Being very much a part of public life and heading a Govt that has faced multiple charges of monumental corruption for many years, one would think he would have the prudence not to pontificate to society at large, on this matter. But, no sir, preach he must.

A point of interest here is the unconnected manner in which the PM talks about corruption in public life. It is as though he is able to dissociate from his PM persona at will, and maintain an arms’ length relationship with it. As if the corrupt Govt that he is heading is a third party for him.

I think he is perfecting a new form of ‘illeism”.

Illeism, says Wikipedia,  is a style (though archaic) employed by authors to describe, in the third person, an event that they participated in. Example: Julius Caesar describing the wars he took part in, used illeism to impart an air of objective impartiality to the account, which included justifications of the author's actions. In this way personal bias was presented, albeit dishonestly, as objectivity.

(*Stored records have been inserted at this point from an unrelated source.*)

Issue #1609, opened 2026-04-30
[BUG]: Error using local_json manifest: "Unable to download OS list"


Cristian-Radiantis:
### What happened?

I generated a local manifest using:

py create_local_json.py --online --capabilities usb_otg --device-capabilities usb_otg

This correctly creates:
os_list_local.rpi-imager-manifest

Illeism can take different forms. Sportspersons sometimes advise themselves “X (being the speaker himself) has to work more on his free throws”. (source)

Wiki also gives the example of a theologian Richard B. Hays who wrote an essay where he challenged earlier findings of one Richard B. Hays. Similarly, Dr Manmohan Singh, the public speaker is able to come out of his PM’s garb and earn brownie points by talking freely and poker-faced about the rampant corruption that must be rooted out of our Govt and society. Admirable technique.



3 comments:

Kiran said...

It's almost as if someone else is running the government, isn't it?

Someone really needs to ask him 'Who should Mr Manmohan? Who exactly?' in response to this statement - "This is a challenge which has to be faced frontally, boldly and quickly"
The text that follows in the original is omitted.